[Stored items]
# # # #
PR #710, opened 2020-11-17
Apply Admin Dimension-level Changes

shaahmad:
Tried a few different approaches, but the simplest and most generalizable one in the admin context seemed to be to rebuild the input table on any dimension-level changes. The table-rebuild is triggered `onBlur` and perf seems to be zippy, even on `localhost` with Docker.

### DIFF
--- a/adminSite/client/DimensionCard.tsx
+++ b/adminSite/client/DimensionCard.tsx
@@ -68,6 +68,16 @@ export class DimensionCard extends React.Component<{
         )
     }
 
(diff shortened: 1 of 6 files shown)


danielgavrilov:
Awesome! I didn't expect it to be so quick.

Should this support adding dimensions too? I'm still getting errors when trying to create a new chart or when adding a dimension to an existing one.

shaahmad:
Good catch @danielgavrilov! That is fixed now.

PR #713, opened 2020-11-18
Fix: Use % axes for ScatterPlot 'average annual change' transform

danielgavrilov:
Instead of passing a column to the axis, it passes a formatting function only.

The slightly worrying thing with this is that the `.formatForTick` method needs to be bound to the instance. Right now only one exists, but I can see how it could go wrong if we change its definition.

Anything clever we can do, or should I create an intermediate arrow function every time?

```ts
axis.formatTick = (value, options) => column.formatForTick(value, options)
// instead of the current:
axis.formatTick = column.formatForTick
```

### DIFF
--- a/coreTable/CoreTableColumns.ts
+++ b/coreTable/CoreTableColumns.ts
@@ -31,6 +31,7 @@ import { getOriginalTimeColumnSlug } from "./OwidTableUtil"
 import { imemo } from "./CoreTableUtils"
 import moment from "moment"
 import { OwidSource } from "./OwidSource"
+import { bind } from "decko"
 
 interface ColumnSummary {
     numErrorValues: number
@@ -186,7 +187,8 @@ abstract class AbstractCoreColumn<JS_TYPE extends PrimitiveType> {
         return this.formatValue(value)
     }
 
-    formatForTick(value: any, options?: TickFormattingOptions) {
+    // Needs to be bound to instance to pass it to Axis without creating an intermediate function
+    @bind formatForTick(value: any, options?: TickFormattingOptions) {
         return this.formatValueShort(value, options)
     }
 
--- a/grapher/axis/Axis.ts
+++ b/grapher/axis/Axis.ts
@@ -7,12 +7,12 @@ import {
     uniq,
     sortBy,
     maxBy,
+    anyToString,
 } from "grapher/utils/Util"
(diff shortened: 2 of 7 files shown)


grapher/scatterCharts/ScatterPlotChart.tsx
```diff
@@ -748,23 +750,34 @@ export class ScatterPlotChart
         return this.domainDefault("y")
     }
 
+    readonly relativeAxisTickFormatter: (
```
breck7, line 753: If it's a relative mode, the column type should be a percentage already and should have the correct format fn, right?

grapher/axis/Axis.ts
```diff
@@ -26,7 +26,10 @@ interface Tickmark {
 abstract class AbstractAxis {
     config: AxisConfig
     @observable.ref domain: ValueRange
-    @observable formatColumn?: CoreColumn // Pass the column purely for formatting reasons. Might be a better way to do this.
+    @observable tickFormatter?: (
```
breck7, line 29: I actually prefer passing the column, the more I think about it. But seems like we should pass it as `column` instead of `formatColumn` (which jus sounds weird).

The really nice thing about having all formating done in one place (the column level), is hat i s really easy o test.

coreTable/CoreTableColumns.ts
```diff
@@ -186,7 +187,8 @@ abstract class AbstractCoreColumn<JS_TYPE extends PrimitiveType> {
         return this.formatValue(value)
     }
 
-    formatForTick(value: any, options?: TickFormattingOptions) {
+    // Needs to be bound to instance to pass it to Axis without creating an intermediate function
+    @bind formatForTick(value: any, options?: TickFormattingOptions) {
```
breck7, line 191: nit: I've found `@bind` to be a code smell. I think passing the column around might be a better approach, and now that i hink about it we may be able to utilize having column inside the axis class more, beyond formatting

grapher/scatterCharts/ScatterPlotChart.tsx
danielgavrilov: Yeah you're right, seems like all these transforms should actually be done on the table. I think it might not be too much work to rewrite them. Will try it out

PR #715, opened 2020-11-20
Color scales on columns

breck7:
Working toward pulling colorscales into Explorer builder to finish Covid parity.

Screen Shot 2020-11-19 at 9 25 05 PM

Want to rev it a little so just putting it as a draft, but stable enough if we want to merge and not diverge.

### DIFF
--- a/adminSite/client/EditorColorScaleSection.tsx
+++ b/adminSite/client/EditorColorScaleSection.tsx
@@ -27,10 +27,8 @@ import {
     BindString,
 } from "./Forms"
 import { ColorSchemeOption, ColorSchemeDropdown } from "./ColorSchemeDropdown"
-import {
-    BinningStrategy,
-    binningStrategyLabels,
-} from "grapher/color/BinningStrategies"
+import { binningStrategyLabels } from "grapher/color/BinningStrategies"
+import { BinningStrategy } from "grapher/color/BinningStrategy"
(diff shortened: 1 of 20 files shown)


danielgavrilov:
🙌 Awesome!

I think we also want:
- `equalSizeBins` boolean to disable visual scaling, very very often used by authors
- `customNumericMinValue` to control the start of the first bin. Useful if there might be any negatives in the data that we want to discard, it otherwise defaults to `Math.min(0, minimumNumericValue)` currently.

The binning strategy is used less, it could be automatically set to `"manual"` when authors define custom bins in the DSL? Otherwise they have to always remember to set it themselves.

But if they happen to want other binning strategies, then they'd also want to control the number of bins (`binningStrategyBinCount`) because it's the param you most likely want to tweak it if you use a non-manual binning strategy. (But I think they don't need it. I think all charts have manual bins.)

breck7:
just an update on this: I'm gonna try a full table version, instead of cramming the scheme into one cell. it feels wrong, so will see how it feels as a table.

danielgavrilov:
Closing since it's been (partially) implemented in #793. 

#793 doesn't include [Dev: experimental way to poach color scales from existing graphers](https://github.com/owid/owid-grapher/pull/715/commits/f8bca6641a375a00f3beaef352c530673a171127), but for now using Graphers in Explorers is discouraged, and we might merge Grapher+Explorer to become one thing.

PR #719, opened 2020-11-24
Fix: replace non-numeric cells with errors for charts that don't support them

danielgavrilov:
Notion issue: https://www.notion.so/owid/StackedArea-LineChart-DiscreteBar-crash-when-data-contains-non-numeric-vaue-8b1b59ed3ae74d0fa40b004590c694cc

### DIFF
--- a/coreTable/CoreTable.ts
+++ b/coreTable/CoreTable.ts
@@ -11,6 +11,7 @@ import {
     uniqBy,
     intersectionOfSets,
     isPresent,
+    isNumber,
 } from "grapher/utils/Util"
 import { queryParamsToStr } from "utils/client/url"
 import { CoreColumn, ColumnTypeMap, MissingColumn } from "./CoreTableColumns"
@@ -48,7 +49,6 @@ import {
     autodetectColumnDefs,
     reverseColumnStore,
     renameColumnStore,
-    replaceNonPositives,
     replaceRandomCellsInColumnStore,
     getDropIndexes,
     parseDelimited,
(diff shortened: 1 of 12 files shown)


breck7:
code LGM but could we have a test case and/or stories? I'm having trouble visualizing how we'd hit that scenario where we get into this situation.

also, is this a temporary thing, where we only need this until we clean up our datasets? maybe add a "// todo: remove once we eliminate mixed type columns in our datasets", to the method? OR do we want to always have charts support passing in poorly typed data? If the latter case I definitely think we want stories for examples

danielgavrilov:
> could we have a test case and/or stories?

Yeah we should, I was trying to round some corners

> is this a temporary thing, where we only need this until we clean up our datasets?

Yes, temporary until we clean our datasets but I don't think we'll ever really do that, so most likely a more permanent version of temporary.

I wrote more in the Notion issue:

> Ok [Find and correct all variables which are used in charts & contain non-numeric data](https://www.notion.so/Find-and-correct-all-variables-which-are-used-in-charts-contain-non-numeric-data-4343e74d516c4f75802887819066acf8) is very tedious, and at the end of it we would've cleaned up the database for the variables that happen to be used in charts but not others.
> 
> It's a pain for us to clean the data, and it's a pain for authors to go back and reupload the data. I'm more in favour of adding a transform to replace string cells with empty cells in LineChart, StackedArea & DiscreteBar, which would match the behaviour on master.
> 
> Charts to test with: https://docs.google.com/spreadsheets/d/1JytPrwBzqGDjiyLBg5uQrtGa4xi-9X9vui7XDlxHBWI/edit#gid=1086325742
> 
> On some LineCharts, the chart crashes with non-numeric values, on others it's plotted as 0. The issue is that it's very easy to miss this, especially since the data upload process doesn't have checks against it.
> 
> So yes we should clean the data, but thoroughly, and also catch these issues at the upload step. That is all too much work, so matching the behaviour to master is probably better for now

breck7:
Makes a ton of sense. Maybe just one test case, to repro the behavior, and a todo comment?

breck7:
it looks beautiful

danielgavrilov:
Tests are great to have, as long as I don't have to write them

PR #720, opened 2020-11-24
Show helpful message on single-year ScatterPlot avg annual change

danielgavrilov:
Before:

Screenshot 2020-11-24 at 22 27 47

After:

Screenshot 2020-11-24 at 22 27 31

### DIFF
--- a/grapher/noDataModal/NoDataModal.scss
+++ b/grapher/noDataModal/NoDataModal.scss
@@ -4,6 +4,7 @@
     display: flex;
     flex-direction: column;
     justify-content: center;
+    height: 100%;
 
     .action {
         background-color: $controls-color;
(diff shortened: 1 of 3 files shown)


breck7:
nice! love how we are getting nicer error messages

shaahmad:
This is great! Is it possible to vertically center-align?

MarcelGerber (approved):
Nice!
Can maybe change the text to something like
```
Please select two points on the timeline below to display the average annual change between these points
```
to make it more clear _why_ two points have to be selected? not sure.

danielgavrilov:
> Can maybe change the text to something like

Not sure – shorter is more likely to be read, longer makes it clearer what the chart shows.

Should we A/B test it?

danielgavrilov:
^ I'm joking, I'm not sure that it's even worth the brain cycles 🙂

I'll merge, feel free to tweak it

PR #2335, opened 2023-06-20
fix(explorers): respect entity type when explorers are embedded

### LINKED ISSUE #1008: Embedded explorers do not respect entity type
Hi, I'm not totally sure if this is the right repo to raise this bug, but noticed this on https://ourworldindata.org/environmental-impacts-of-food
image

sophiamersmann:
fixes #1008 

Makes embedded explorers respect the entity type.

Instead of passing a selection array to explorers, we only pass the selected entity names, then construct the selection array in the explorer component with the correct entity type.


sophiamersmann:
I think this breaks the global entity selector. Closed in favour of #2337

PR #2342, opened 2023-06-20
fix(explorer): respect entity type when explorer is embedded

### LINKED ISSUE #1008: Embedded explorers do not respect entity type

sophiamersmann:
fixes #1008 

My third attempt to make embedded explorers respect the entity type.


sophiamersmann:
haha I'm actually glad you're saying that – I don't particularly like the solution I have come up with. I'll look into it!

sophiamersmann:
😭😭😭  

Thanks for your help!

PR #2345, opened 2023-06-21
fix(explorer): reset time when single-year view is not meaningful

### LINKED ISSUE #1693: Transition from map to faceted line chart should discard time selection
## Steps to reproduce

1. Navigate to https://ourworldindata.org/explorers/poverty-explorer
2. Ensure you are viewing the map version of a chart
3. Change the "Poverty line" dropdown to "Multiple lines"

## Observed behaviour

You get a bar chart of of just one of the multiple poverty variables, without indicating which one.

## Expected behaviour

- (ideal) Time selection is discarded and you get faceted line charts with full time-span
- (less ideal, but valid) Faceted bar charts for the specific time point in the map

## Visual example

https://user-images.githubusercontent.com/36012/193861844-d7b767f6-40c4-4035-b364-827c612d480b.mp4

sophiamersmann:
fixes #1693

Explorers persist the time when switching charts. This makes sense for most cases, but it can sometimes lead to sub-optimal chart views, such as collapsed line charts or stacked bar charts with only a single year. This came up in #1693, specifically for the case where switching from a map (i.e. single-year view) to a chart led to a collapsed line chart.

### DIFF
--- a/explorer/Explorer.tsx
+++ b/explorer/Explorer.tsx
@@ -18,6 +18,7 @@ import {
     GrapherManager,
     GrapherProgrammaticInterface,
     GrapherQueryParams,
+    GrapherTabOption,
     SelectionArray,
     setSelectedEntityNamesParam,
     SlideShowController,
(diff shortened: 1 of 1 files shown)


sophiamersmann:
I'm closing this pr – I'm not comfortable with the level of micromanagement

PR #2355, opened 2023-06-21
🎉 update scrollY when collapsing expandable-parapraph

ikesau:
Another little QOL thing asked for by Marwa

https://github.com/owid/owid-grapher/assets/11844404/62bb6f39-8827-43e6-ad7d-0941610cc7a8

### DIFF
--- a/site/blocks/ExpandableParagraph.tsx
# # # #
=== WHAT YOU WILL DO ===
Give back, word for word, only the lines above from the line holding "fix(explorer): reset time" to the line holding "fixes #1693", both included.

=== OUTPUT FOR THIS TASK ===
fix(explorer): reset time when single-year view is not meaningful

### LINKED ISSUE #1693: Transition from map to faceted line chart should discard time selection
## Steps to reproduce

1. Navigate to https://ourworldindata.org/explorers/poverty-explorer
2. Ensure you are viewing the map version of a chart
3. Change the "Poverty line" dropdown to "Multiple lines"

## Observed behaviour

You get a bar chart of of just one of the multiple poverty variables, without indicating which one.

## Expected behaviour

- (ideal) Time selection is discarded and you get faceted line charts with full time-span
- (less ideal, but valid) Faceted bar charts for the specific time point in the map

## Visual example

https://user-images.githubusercontent.com/36012/193861844-d7b767f6-40c4-4035-b364-827c612d480b.mp4

sophiamersmann:
fixes #1693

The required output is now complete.